=== Supplied records ===

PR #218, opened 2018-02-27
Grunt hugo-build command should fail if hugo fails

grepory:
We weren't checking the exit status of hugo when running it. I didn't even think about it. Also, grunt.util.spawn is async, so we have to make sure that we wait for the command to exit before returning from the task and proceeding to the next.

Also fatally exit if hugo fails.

===

## Exercise
Look through the records above for the string "exit", then copy every line that has it.

## Exercise response
We weren't checking the exit status of hugo when running it. I didn't even think about it. Also, grunt.util.spawn is async, so we have to make sure that we wait for the command to exit before returning from the task and proceeding to the next.
Also fatally exit if hugo fails.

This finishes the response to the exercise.